Osteocalcin (OC) is an osteoblast-derived protein which is secreted into the circulation during bone formation. Serum OC (S-OC) has widely been used as an established biomarker of bone turnover and bone formation [1], but numerous studies have also evaluated the potential role of OC as a predictor and surrogate marker of fracture risk or osteoporosis [24]. Recently, OC has also been recognized as an endocrine factor: it plays a role in the regulation of glucose tolerance and energy metabolism in mice by influencing insulin secretion and insulin sensitivity [5, 6]. This endocrine function of OC is most likely regulated via vitamin K-dependent posttranslational modification, γ-carboxylation, as only the uncarboxylated form of OC has been shown to induce expression of adiponectin, insulin, and markers of pancreatic islet cell proliferation [5, 6]. Until recently the degree of γ-carboxylation has mainly been considered as a marker of vitamin K status in bone [7], but an increasing body of evidence indicates that biological activity of OC is linked to uncarboxylated OC and to the degree of carboxylation of OC [5, 6, 8].

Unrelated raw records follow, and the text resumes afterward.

PR #216, opened 2019-12-10
Deprecate metrics

wtrocki:
Required to kickstart docs engagement:

- rename docs folder to docs
- move dev related docs to resources
- Remove metrics and audit logs (docs/examples - packages to follow up)

## What I would love to do:
Publish updated versions of the audit log packages. 
I would also remove conflict package as it makes no sense - WDYT?

# Motivation

 We going to need to invest more time into voyager-server - my recommendation will be to rename repo name to to datasync as soon as possible as we had cleared that name but we can still keep the voyager server packages. We will need to build this production ready example template that uses offix/graphback and has all the features done using offix and graphback.

# Suggested approach for the docs

Currently documentation got outdated. We have docs that are being used now by red hat consultants - graphback.dev and offix.dev pages. They are very specific to graphql elements.

In this repo we envision merging both packages into single app that can be pushed to OpenShift in zero time. This will invalidate a lot of documentation:

- Having template will mean that our way to deploy to openshift will change
- Many guides will be simplified.

## What to do for the moment

To avoid blocking work and keeping things outdated we should strip down integrately docs and link to offix.dev and graphback.dev docs same as we do for the keycloak etc.
I think we need to keep things lightweight and let team to build on that when we get the example app going. In this PR I have made some initial cleanup, but we can go even further.

Plan for the moment. Clear integrately docs from all graphql related stuff. 
Integrately developer cares only about the how to run things and not how graphql works. 
Have datasync docusaurus website that integrately can point on - this will merge all projects together into single runtime that gives ultimate experience. 

Team will build docs now more frequently and maintain it better as it is directly inside repository.

## Main questions

- Do we need to keep antora format? I think we can make it work for both docusaurus and antora 
- Is simplifiing integrately docs possible - it reduces amount of work and time we will require to get it. Team can execute all of that without bothering docs team.
- Can we link to graphback/offix docs?
- Can we have upstream website here or it is not worth the hassle?


wtrocki:
@pwright See comment above with the plan. I would like to keep this PR as a way to clean up the repository. 

Above I have posted some context, but long story short:

- Can we keep Antora going but clear up some docs to reflect stuff we support that is related to integrately premise (simplification)
- Can we point people to upstream docs - offix.dev and graphback.dev - our plan would be to eventually move all of the complexity of using these packages into this repository but.. for the moment we need quick wins and get that published

wtrocki:
Also plan for showcase should be clear: 
https://github.com/aerogear/ionic-showcase/pull/283

wtrocki:
@pwright @darahayes Would it be possible to get approval on this?

PR #219, opened 2019-12-12
Docs refined

wtrocki:


docs/integreatly/modules/ROOT/pages/ds-realtime.adoc
```diff
@@ -3,7 +3,7 @@ include::_partials/attributes.adoc[]
 // end::excludeDownstream[]
 
 [id='realtime_{context}']
-= Supporting real-time updates in your mobile app
+= Subscriptions - Supporting real-time updates in your mobile app
```
wtrocki: I know that this is controversial but this is good example where docs obfuscate real knowledge. 
Subscriptions as single word means `Supporting real-time updates in your mobile app` so instead of long title we can have just subscriptions - same as in other chapters

docs/integreatly/modules/ROOT/pages/_partials/data-sync/openshift-templates.adoc
```diff
@@ -21,12 +21,7 @@ Server side requires client application available on github link:https://github.
 
 Note: Use the Showcase server template for demo purposes only. Do not use this template in a production environment.
 
+When running on Red Hat Managed Integration templates will be available by Searching `DataSync`  in OpenShift catalog
 
-// tag::excludeUpstream[]
-When running on Red Hat Managed Integration templates will be available in *Mobile* > *App*  category in OpenShift catalog
-// end::excludeUpstream[]
+Source code for templates along with documentation can be found in link:https://github.com/aerogear/datasync-deployment[datasync-deployment] repository.
```
wtrocki: This is where we tell people - hey you can find this templates already on integrately,
but if you want to change app template (and people will) there is source code

PR #228, opened 2019-12-16
add showcase docs

pwright:
reduced docs from mobile-docs


docs/showcase/modules/ROOT/pages/push-notifications.adoc
```diff
@@ -0,0 +1,8 @@
+
+
+= {unifiedpush-service}
+
+
+. Send a push notification as described in
+link:{push-guide-link}#sending[Sending a Push Notification]
```
wtrocki: What we do with this? I think that push should link to showcase same with sync. Not the other way around

wtrocki:
Generally after reviewing the content I think that amount of the files might not justify having this a separate thing. Maybe we can have it merged into or get into some consenus how we link this with push and sync together

wtrocki:
Removed setup docs:
None of this info is valid. Showcase is available as part of the template that is described in sync docs (and might be in push) and content there is not reflecting any setup - all was focued on MDC and currently showcase is automatically configured so there is no extra work needed to get it running unless we do Auth. For auth we have dedidacted walkthough

docs/showcase/modules/ROOT/pages/_partials/attributes.adoc
```diff
@@ -0,0 +1,76 @@
...
+:service-name:
+
+:mobile-client: Mobile App in MDC
+:multi-mobile-client: Mobile Apps in MDC
+:short-mobile-client: Mobile App
+:mobile-client-openshift: Mobile Client in your OpenShift project
+:mobile-cli: Mobile CLI
+
+// Metrics Service
+:metrics-service: Mobile Metrics
```
wtrocki: MOst of those are no longer used and valid

docs/showcase/modules/ROOT/pages/_partials/attributes.adoc
```diff
@@ -0,0 +1,76 @@
...
+:unifiedpush-service: Push Notifications
+:push-ui: Unified Push Admin UI
+:push-notification: push notification
+
+// Build Service
+:mobile-ci-cd-service: Mobile CI/CD
+:mobilecicd-ui: Jenkins UI
+
+// Device Security
+:device-security-service: Device Checks
```
wtrocki: Another example

docs/showcase/modules/ROOT/pages/index.adoc
```diff
@@ -0,0 +1,26 @@
...
+include::_partials/attributes.adoc[]
+
+:toc:
+
+= Using the Showcase App
+
+include::service-setup.adoc[leveloffset=1,tags={include-tags}]
+
+
+// tag::excludeDownstream[]
```
wtrocki: WOW. so if that is excluded downstream let's remove it then. 
Information there is kinda common problem and should be documented in stackoverflow rather than in our docs.

docs/showcase/modules/ROOT/pages/index.adoc
```diff
@@ -0,0 +1,26 @@
...
+[#certs]
+
+include::proc_self-signed-certs.adoc[leveloffset=1,tags={include-tags}]
+// end::excludeDownstream[]
+
+[#features]
+== Demonstrating the ShowCase App features
+
+include::identity-management-demo.adoc[leveloffset=2,tags={include-tags}]
```
wtrocki: Let's keep in mind that we no longer have indentity-management service so we need to keep their official name - keycloak/SSO

PR #245, opened 2020-01-13
remove duplicate image

pwright:
very difficult to test, because problem only occurs from user-docs-site repo rendering on netlify


pwright:
@joaedwar fixed the rendering by modifying user-docs-site, but this PR is still necessary to remove duplicate image

PR #190, opened 2016-01-06
Fixes after upgrade to IP BOM 6.0.0.Final

psiroky:
* the additional dependeny is need to make WELD tests happy.
   IP BOM 6.0.0.Final contains different version of Picketlink
   (the one used in EAP) and it probably does not depend on the
   persistence-api itself, but in fact requires the EMF at some
   injection point

Needs to be merged together with: https://github.com/droolsjbpm/droolsjbpm-build-bootstrap/pull/123


manstis:
+1 to merge.

psiroky:
Closing as it is now needed (the Picketlink downgrade had to be reverted).

PR #197, opened 2016-01-14
GUVNOR-2290 - New search menu builder and renamed find to asset search

cristianonicolai:
Depends on https://github.com/uberfire/uberfire/pull/274


manstis:
Sweet! +1 to merge.

@cristianonicolai .... now this brings me to a related topic (and yes, here probably isn't the place to ask, but since you're elbow-deep in this code already....) "Contextual Search" is sort of broken - The "Task List" Perspective sets up "local contextual search" however the other perspectives don't reset "local contextual search" to their needs. So, in essence, once you've gone to the "Task List" all other Perspectives contextual search is broken. Really we need each perspective to setup contextual search.. unfortunately they don't.. Would you mind taking look?

There are various BZs relating to issues with "Search" (I suspect at least some are due to the above):-

* https://bugzilla.redhat.com/show_bug.cgi?id=1283873
* https://bugzilla.redhat.com/show_bug.cgi?id=1283864
* https://bugzilla.redhat.com/show_bug.cgi?id=1283880

(If not don't worry.. if you're worrying at all!!)

csadilek:
master: e177e280b8d4dee454fe6b305137be7024cdb359

PR #242, opened 2016-02-09
GUVNOR-2376 : KSession selector should fire value changed when kbase is selected and when the default ksession is selected

Rikkola:


manstis:
@Rikkola Just a thought, that it might have been better to fire the event here: https://github.com/Rikkola/kie-wb-common/blob/GUVNOR-2376-ksession-selector/kie-wb-common-widgets/kie-wb-common-ui/src/main/java/org/kie/workbench/common/widgets/client/widget/KSessionSelectorViewImpl.java#L101 instead of where you do now.. that way if ```KSessionSelectorViewImpl.setSelectedValue(..)``` didn't *match* anything the event would not get fired either? 

At the moment if ```KSessionSelectorViewImpl.setSelectedValue(..)``` doesn't actually set the value on the ```ListBox``` (IDK, e.g. a duff value was passed) the event is still fired.. IDK if this matters.

Rikkola:
Heh, I thought about putting this into the Impl, but being lazy didn't want to do the test for it.

But your point about the value not being set does mean it is better to move the firing of the event to Impl and test it. I could also test the presenter and check the value is set before calling view.fireValueChanged(), but that sounds less practical.

Rikkola:
@manstis Test for the Implementation now. Wasn't that hard. GwtMockito handled this quite well, usually I have had to make huge setups.

manstis:
@Rikkola There's still potential for the event to be fired even if nothing was selected. I'd have gone for something like this: https://gist.github.com/manstis/847452da0902350cf7d6

But, since we control population of the dropdowns it's probably a low risk issue (and IDK if raising unnecessary events is even likely to cause issues elsewhere.. I doubt it TBH.

manstis:
+1 to merge (avoiding further procrastination)

Rikkola:
My first try was something like that. The reason for the current way is that even if the value does not change. We fire the event and this way whatever is visible in the dropdowns gets populated into the model (test for the presenter hopefully protect against this). The current way keeps if-conditions out of the view and lets the presenter just say "make it so".

manstis:
+1 to merge.

csadilek:
master: a05ab5719bea2a13fb8ef2bea75362354a163bd3

PR #259, opened 2016-02-15
GUVNOR-2348: Dropdown button in dependencies list instead of double clicking

paulovmr:


paulovmr:
@manstis Could you review this PR? I don't know if you haven't looked at it yet, but seems that it was forgotten.

manstis:
@Rikkola since you wrote the original code would you mind looking at @paulovmr's changes?

Rikkola:
+1 looks nice and clean

PR #260, opened 2016-02-16
[6.4.x] cherry-picked changes needed by Optaplanner workbench

Rikkola:


manstis:
Any (good) reason why you didn't squash the 3 commits for GUVNOR-2358?

Rikkola:
They were 3 different commits in master. So I just cherry-picked each commit one by one. 
Because the needs were not clear during development I had to make two more commits after the first 2358. I can squash them for 6.4.x if needed.

manstis:
@Rikkola ok, thanks for the explanation (that if I did not ask someone else would!)

+1 to merge.

csadilek:
@Rikkola @manstis I missed this when we merged it on master so it's fine now but in my opinion we should use unique commit messages in the future. When browsing history it's quite confusing to see the exact same commit message multiple times. I would always add a more details explanation on subsequent lines explaining what this commit adds to the previous one with the same title.

csadilek:
6.4.x: 

078d8ac6c9254945744e662b19243af842cda4ba
859515a112e6765d26ce71f4deca09a2dab6ff0c
af9dad91ea912556ea1b7e1564347e6bc1a81657
63b408d47065879d3ae925a90ac799745ff82c20
ec9600e08e09f7a5d3dd888e829d4f7943a5e389

PR #263, opened 2016-02-17
BPMSPL-252: [GSS-RFE] Ability to check duplicate of ReleaseId (GroupId, ArtifactId and Version) with existing projects. Updates following QE feedback.

manstis:
See https://issues.jboss.org/browse/BPMSPL-252

This PR includes updates requested by QE following their testing. It also moves a couple of WebBeans (WAS) unfriendly ```<? extends Project>``` from ```guvnor``` to ```<KieProject>``` in ```kie-wb-common```.

Branch name retained (yes, I know @psiroky it's not ideal) to be consistent and support reconciliation of all changes made for the feature.


manstis:
Part of an ensemble:-

https://github.com/droolsjbpm/guvnor/pull/252
https://github.com/droolsjbpm/kie-wb-common/pull/263

kie-wb-common-services/kie-wb-common-services-backend/src/test/java/org/kie/workbench/common/services/backend/project/ProjectServiceImplResolvePackagesTest.java
```diff
@@ -43,6 +44,17 @@
     private BeanManager beanManager;
     private Paths paths;
 
+    @BeforeClass
+    public static void setupSystemProperties() {
+        //These are not needed for the tests
```
triceo: I wonder if we shouldn't externalize these somehow, so that they can be shared across tests? We only have few and already there is duplication.

psiroky: It might not be a bad idea to disable these directly in the POM (in surefire config), and let specific tests enable them if needed (only very small number of tests will actually need these daemons).

manstis: @triceo @psiroky Yes, yes.. but ```guvnor``` and ```kie-wb-common``` are not alone here.. I'd propose keeping this "as is" here (otherwise BPMSPL-252 will never get finished) and raise a new BZ/JIRA to disable daemons across the whole uberfire/droolsjbpm/kie test world that we tackle as a separate concern...

psiroky: Agreed @manstis. I was just pointing out one of the possible solutions. 

I've created https://issues.jboss.org/browse/GUVNOR-2410 to track that.

Rikkola:
+1

PR #266, opened 2016-02-18
GUVNOR-2426 : KSessionSelector default ksession value can be defaultKieSession or null

Rikkola:


manstis:
I've looked at this PR at least twice and I still don't understand it :-( Could you please explain the issue it addresses to me?

PR #270, opened 2016-02-19
Fix dependency management

cristianonicolai:
Delay calling service to reload dependencies until changes are saved.


cristianonicolai:
@Rikkola @manstis same fix as we sent to 6.4.x branch, please have a look.

manstis:
+1 to merge.

PR #271, opened 2016-02-23
BZ1310893: Full Text search returns only 10 results even if it hits more than 10

manstis:
See https://bugzilla.redhat.com/show_bug.cgi?id=1310893

The issue was that we did not consider "start index" or "page size" when building the response.


Rikkola:
+1

PR #272, opened 2016-02-23
[6.4.x] BZ1310893: Full Text search returns only 10 results even if it hits more than 10

manstis:
See https://bugzilla.redhat.com/show_bug.cgi?id=1310893

(cherry picked from commit de9381b47cd28f68ab1ae93dc9ad1aa2dcd17081)

This is the corollary of https://github.com/droolsjbpm/kie-wb-common/pull/271


Rikkola:
+1

PR #273, opened 2016-02-23
[6.3.x] BZ1303534: [GSS](6.2.z): Full Text search returns only 10 results even if it hits more than 10

manstis:
See https://bugzilla.redhat.com/show_bug.cgi?id=1303534

(cherry picked from commit de9381b47cd28f68ab1ae93dc9ad1aa2dcd17081)

This is the corollary of https://github.com/droolsjbpm/kie-wb-common/pull/271 and https://github.com/droolsjbpm/kie-wb-common/pull/272 for 6.3.x.


Rikkola:
+1

PR #1622, opened 2018-04-11
[AF-1103]: Fixed issue that redirects to the list of assets when switching to project view

adrielparedes:
Added **requiresRefresh** attribute to know if changes in context needs to refresh to use the new data. When TechnicalView or BusinessView is clicked it doesn't need to go to Library if any value is changed, like pom.xml. That's why WorkspaceProjectContextChangeEvent has the requiredRefresh attribute set to false. In that case onChange method in LibraryPlaces understand that values changed but it doens't go to library after those changes.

Only a limited number of studies have evaluated the complex interactions between the skeleton and glucose and energy homeostasis in humans. An inverse association between OC and markers of metabolic dysfunction, such as hyperglycemia, insulin resistance, and glucose intolerance, has been reported in clinical studies [9, 10]. While the reported associations are relatively strong, no direct causality between changes in fasting glucose, insulin sensitivity, and changes in OC or its degree of carboxylation have been confirmed. Interpretation of the results is complicated as these studies are seldom prospective and include mostly cross-sectional post hoc analyses of elderly populations with confounding factors related to high age and comorbidities such as type 2 diabetes, impaired glucose tolerance, and dyslipidemia [914].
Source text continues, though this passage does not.